- Exercise description
The records that follow are to be repeated exactly, in full.

*-*-*

PR #4329, opened 2020-12-21
Update dependencies

grzesiek2010:
I reviewed implemented changes and ran tests. 

It doesn't require testing.

No.

No.

### DIFF
--- a/collect_app/build.gradle
+++ b/collect_app/build.gradle
@@ -350,7 +350,7 @@ dependencies {
     testImplementation "org.mockito:mockito-core:3.6.28"
 
     testImplementation project(path: ':testshared')
-    testImplementation "org.robolectric:robolectric:4.4"
+    testImplementation "org.robolectric:robolectric:4.3.1"
     testImplementation 'androidx.test.ext:junit:1.1.2'
     debugImplementation("androidx.fragment:fragment-testing:${rootProject.fragmentVersion}") {
         exclude group: 'androidx.test', module: 'monitor' //fixes issue https://github.com/android/android-test/issues/731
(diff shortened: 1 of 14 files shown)


collect_app/build.gradle
```diff
@@ -350,7 +350,7 @@ dependencies {
     testImplementation "org.mockito:mockito-core:3.6.28"
 
     testImplementation project(path: ':testshared')
-    testImplementation "org.robolectric:robolectric:4.4"
+    testImplementation "org.robolectric:robolectric:4.3.1"
```
grzesiek2010, line 353: Robolectric 4.4 was a massive release and a lot of our tests would fail. This is a good candidate for a separate pr so I'll file a separate issue.

config/pmd-ruleset.xml
```diff
@@ -64,6 +66,7 @@
     </rule>
 
     <rule ref="category/java/design.xml">
+        <exclude name="AbstractClassWithoutAnyMethod" />
```
seadowg, line 69: What's the reason for these extra exclusions? I could go either way on `LiteralsFirstInComparisons` but `UnusedAssignment` and `AbstractClassWithoutAnyMethod` look useful maybe?

seadowg (changes requested):

config/pmd-ruleset.xml
grzesiek2010: I updated pmd and those are newly added rules. Maybe they are useful maybe not I just did not investigate it since it is beyond the scope of this pr. I usually take look at such things later.

seadowg: Ah fair enough!

seadowg (approved):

*-*-*

- Reply
PR #4329, opened 2020-12-21
Update dependencies

grzesiek2010:
I reviewed implemented changes and ran tests. 

It doesn't require testing.

No.

No.

### DIFF
--- a/collect_app/build.gradle
+++ b/collect_app/build.gradle
@@ -350,7 +350,7 @@ dependencies {
     testImplementation "org.mockito:mockito-core:3.6.28"
 
     testImplementation project(path: ':testshared')
-    testImplementation "org.robolectric:robolectric:4.4"
+    testImplementation "org.robolectric:robolectric:4.3.1"
     testImplementation 'androidx.test.ext:junit:1.1.2'
     debugImplementation("androidx.fragment:fragment-testing:${rootProject.fragmentVersion}") {
         exclude group: 'androidx.test', module: 'monitor' //fixes issue https://github.com/android/android-test/issues/731
(diff shortened: 1 of 14 files shown)


collect_app/build.gradle
```diff
@@ -350,7 +350,7 @@ dependencies {
     testImplementation "org.mockito:mockito-core:3.6.28"
 
     testImplementation project(path: ':testshared')
-    testImplementation "org.robolectric:robolectric:4.4"
+    testImplementation "org.robolectric:robolectric:4.3.1"
```
grzesiek2010, line 353: Robolectric 4.4 was a massive release and a lot of our tests would fail. This is a good candidate for a separate pr so I'll file a separate issue.

config/pmd-ruleset.xml
```diff
@@ -64,6 +66,7 @@
     </rule>
 
     <rule ref="category/java/design.xml">
+        <exclude name="AbstractClassWithoutAnyMethod" />
```
seadowg, line 69: What's the reason for these extra exclusions? I could go either way on `LiteralsFirstInComparisons` but `UnusedAssignment` and `AbstractClassWithoutAnyMethod` look useful maybe?

seadowg (changes requested):

config/pmd-ruleset.xml
grzesiek2010: I updated pmd and those are newly added rules. Maybe they are useful maybe not I just did not investigate it since it is beyond the scope of this pr. I usually take look at such things later.

seadowg: Ah fair enough!

seadowg (approved):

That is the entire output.